-------- Task inputs
PR #748, opened 2016-07-15
added MongoDB (new php driver mongodb) storage

AstRonin:


copynpaste:
Ah I've found that #697 adds this storage too

AstRonin:
Shaffer has a choice :)

test/OAuth2/Storage/MongoDBTest.php
```diff
@@ -0,0 +1,120 @@
...
+ * @author Roman Shuplov  <astronin@gmail.com>
+ */
+class MongoDBTest extends BaseTest 
+{
+    
+    public function __construct() {
+        $mongodb = Bootstrap::getInstance()->getMongoDB();
+    }
+    
+    public function testSetClientDetails() {
```
bshaffer: curly braces should be on their own line, to be consistent with the styles in the rest of this library

test/OAuth2/Storage/MongoDBTest.php
```diff
@@ -0,0 +1,120 @@
...
+        $db->setAuthorizationCode('testcode', 'Some Client!!!', 'oauth_test_user_id', 'http://example.com', 0);
+        $this->assertEquals($db->getAuthorizationCode('testcode')['client_id'], 'Some Client!!!');
+        $db->expireAuthorizationCode('testcode');
+        $this->assertFalse($db->getAuthorizationCode('testcode'));
+        $db->setAuthorizationCode('testcode', 'Some Client', 'oauth_test_user_id', 'http://example.com', 23442);
+        $this->assertNotFalse($db->getAuthorizationCode('testcode'));
+    }
+    
+    public function testRefreshToken() {
+        $db = new MongoDB('mongodb://localhost:27017/oauth2_server_php');
```
bshaffer: The `MongoDB` object should be passed into the constructor of the storage class.

test/lib/OAuth2/Storage/BaseTest.php
```diff
@@ -1,34 +1,36 @@
...
+            array($postgres),
+            array($mongo),
+            array($mongodb),
+            array($redis),
+            array($cassandra),
+            array($dynamodb),
+            array($couchbase),
+        );
+    }
+}
```
bshaffer: hmm, something is wrong here. You must be using Windows newlines. You will need to use Unix newlines instead.

test/OAuth2/Storage/MongoDBTest.php
```diff
@@ -0,0 +1,120 @@
+<?php
+
+namespace OAuth2\Storage;
+
+/**
+ * Description of MongoDBTest
+ *
+ * @author Roman Shuplov  <astronin@gmail.com>
+ */
+class MongoDBTest extends BaseTest
```
bshaffer: The tests for the Storage Interface methods are [here](https://github.com/bshaffer/oauth2-server-php/tree/develop/test/OAuth2/Storage), so I don't think any of these tests are needed.

test/lib/OAuth2/Storage/Bootstrap.php
```diff
@@ -1,888 +1,996 @@
...
+            'client_id' => 'oauth_test_client',
+            'key'       => $this->getTestPublicKey(),
+            'subject'   => 'test_subject',
+        ));
+    }
+    
+    private function createMongoDB()
+    {
+        $bulk = new \MongoDB\Driver\BulkWrite();
+        $bulk->insert([
```
bshaffer: we need to use `array()` syntax here, since this library is compatible with PHP 5.3

bshaffer:
This looks promising, but a few major things need to be fixed before we merge this. 

1. Travis tests are failing because we need to [add the `mongodb.so` extension in travis.yml](https://github.com/GoogleCloudPlatform/getting-started-php/blob/master/.travis.yml#L42).
2. You need to fix the line endings so the diffs accurately reflect the changes submitted by this PR. check out `dos2unix` or [this SO article](http://stackoverflow.com/questions/16768776/convert-line-endings) on how to remove the carriage returns. 
3. What is the purpose of `MongoDBTest`? All these methods are covered by the standard storage suite of tests.

AstRonin:
Ok, I will do the changes after my holidays.

1. I did not have to deal with `travis.yml` ... what I should do?
2. Yes, about newlines, I noticed after pushing...
3. I needed to make sure which methodes work (write/read/remove) as I expected in different situations. For example, method `\OAuth2\Storage\Mongo::setRefreshToken` does `insert` instead of `update` and it looks like a bug. Standart tests don't identify it.

Another thing is that I can change `[]` to `array()` in `Bootstrap.php` for maintain a common style but we [cannot use new MongoDB driver](https://docs.mongodb.com/ecosystem/drivers/php/#language-compatibility) with php v5.3

bshaffer:
@AstRonin Sounds good! Okay, to address your questions:

1. To deal with `travis.yml`, add the following lines to `before_install`:

    ```yaml
    before_install:
    - if [[ ${TRAVIS_PHP_VERSION:0:3} == "7.0" ]]; then
        phpenv config-add testing/mongodb.ini;
      elif [[ ${TRAVIS_PHP_VERSION:0:3} != "5.3" ]]; then
        pecl install mongodb || /bin/true;
      fi
    ```
2. great!
3. Ok I get it. If there's a way to test all storage classes for this, that would be best. If it's a mongodb-specific thing to test, then this works great. We should remove duplicate tests though.
4. This is no problem! Have `Bootstrap::getMongoDB` use [`NullStorage`](https://github.com/bshaffer/oauth2-server-php/blob/develop/test/lib/OAuth2/Storage/Bootstrap.php#L153) in this case, and the tests will be skipped:

    ```php
    if ('5.3' === substr(phpversion(), 0, 3)) {
        $this->mongodb = new NullStorage('MongoDB', 'The mongodb.so extension is not compatible with PHP 5.3');
    }
    ```

AstRonin:
I added new commit, but travis failed again...

test/OAuth2/Storage/MongoDBTest.php
```diff
@@ -0,0 +1,132 @@
...
+        $db->unsetAccessToken('testtoken');
+        $this->assertFalse($db->getAccessToken('testtoken'));
+        $db->setAccessToken('testtoken', 'Some Client', 'oauth_test_user_id', 2);
+        $this->assertNotFalse($db->getAccessToken('testtoken'));
+        
+    }
+    
+    public function testAuthorizationCode()
+    {
+        $db = new MongoDB('mongodb://localhost:27017/oauth2_server_php');
```
robotrobot: Test fails because `Call to undefined method MongoDB\Driver\Manager::setAuthorizationCode() in /home/travis/build/bshaffer/oauth2-server-php/test/OAuth2/OpenID/Storage/AuthorizationCodeTest.php on line 77`. I think you need to be more specific here and use the namespace new \OAuth2\Storage\ MongoDB because the error suggests you are trying to call the `setAuthorizationCode` on the underlying MongoDB driver class, which obv won't work.

AstRonin:
ok, it's my fault, I mixed classes in Bootstrap in previous test...
Now error only for :
 - PHP 5.3 - MongoDB does not work in 5.3 at all, but Trevis parsed anyway...
 - HHVM - Has no extension MongoDB

I need added some thing else in travis.yml?

svycka:
php5.3 really? http://php.net/supported-versions.php

AstRonin:
https://docs.mongodb.com/ecosystem/drivers/php/#language-compatibility
It's discussed early

chadicus:
If anyone is interested, I created companion library over the weekend. https://github.com/chadicus/oauth2-storage-mongodb. 
I also needed to use MongoDB for storage, but the current restrictions of this library, it was easier to create a separate storage implementation rather than try to get a PR approved here.  As soon as this library ups its version of PHP, I'll be creating a PR.

Please keep in mind my mongodb library is in its very early stages and I'm sure it has bugs. I would not recommend for production use at this time.

bshaffer:
Added in #790

PR #762, opened 2016-09-08
Fix doc comments and double quoted strings

tmotyl:
Fixed some doc comments to make working with the project easier
in the IDE.
Also changed some strings to single quoted to prevent interpreting
backslash as escape character.


bshaffer:
awesome thank you!

PR #767, opened 2016-10-04
Error when there is no token in the request

erickfrancis:
Controlling the error but was not showing the return.


bshaffer:
This is already handled in the [`OAuth2\TokenType\Bearer`](https://github.com/bshaffer/oauth2-server-php/blob/master/src/OAuth2/TokenType/Bearer.php#L86) class, and it's correct according to the RFC.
----------------
__Task directions__
Copy the lines that hold the word "master". Take them from the records above.

__Response box__
1. Travis tests are failing because we need to [add the `mongodb.so` extension in travis.yml](https://github.com/GoogleCloudPlatform/getting-started-php/blob/master/.travis.yml#L42).
This is already handled in the [`OAuth2\TokenType\Bearer`](https://github.com/bshaffer/oauth2-server-php/blob/master/src/OAuth2/TokenType/Bearer.php#L86) class, and it's correct according to the RFC.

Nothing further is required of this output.